PR #109, opened 2015-04-02
Return DOM Name to support directing the user to better documentation

kasperpeulen:


lib/src/analyzer.dart
```diff
@@ -163,6 +163,17 @@ class Analyzer {
               info['libraryName'] = library.name;
             }
           }
+          if (library.location.toString() == "dart:html") {
+            if (element.metadata != null) {
+              element.metadata.forEach((ElementAnnotationImpl e) {
+                if (e.toString().startsWith("@DomName")) {
+                  if (e.evaluationResult.value.fields["name"] != null) {
```
lukechurch: Lets reduce the redundant lookup

var nameValue = e.evaluationResult.value.fields["name"];
if (nameValue != null) info["DomName"] = nameValue.value;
^^^^^^^^^^^^^^^^
### GOAL OF THE EXERCISE
Using the records above, select and copy every line that has the word "toString".

### RESPONSE BELOW
+          if (library.location.toString() == "dart:html") {
+                if (e.toString().startsWith("@DomName")) {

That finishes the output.